US patent 5473599

Henning Brauer hb-nanog at bsws.de
Wed Apr 23 16:47:36 UTC 2014


* Paul WALL <pauldotwall at gmail.com> [2014-04-22 19:30]:
> Both CARP and VRRP use virtual router MAC addresses that start with
> 00:00:5e.  This organizational unique identifier (OUI) is assigned to
> IANA, not OpenBSD or a related project.  The CARP authors could have
> gotten their own from IEEE.  OUIs are not free but the cost is quite
> reasonable (and was even more reasonable years ago when this
> unfortunate decision was made).

we're an open source project, running on a rather small budget almost
exclusively from donations, so "quite reasonable" doesn't cut it.

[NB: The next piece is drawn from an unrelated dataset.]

Issue #662, opened 2020-01-13
New StellarGraph class backed by Pandas instead of NetworkX


timpitman:
### Description

For graph operations, stellargraph relies on networkx which has a very nice API and strong community support.  The heavy memory requirements of networkx however, limit the potential of StellarGraph to be used with larger graphs.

> The next two octets for IPv4 VRRP are 00:01.  Highly coincidentally,
> the CARP folks *also* decided to use 00:01 after they got upset at the
> IETF for dissing their slide deck.

you're interpreting way too much in here.
carp has been based on an earlier, never published vrrp implementatoin
we had before realizing the patent problem.
i don't remember any discussion about the OUI or, more general, the mac
address choice. it's 10 years ago now, so i don't remember every
single detail, changing the mac addr has pbly just been forgotten.
not at least using sth but 00:01 for the 4th and 5th octet was likely
a mistake. changing that now - wether just 4th/5th octet or to an
entirely different, donated OUI - wouldn't be easy, unfortunately.
acadmic discussion as long as we don't have a suitable OUI anyway.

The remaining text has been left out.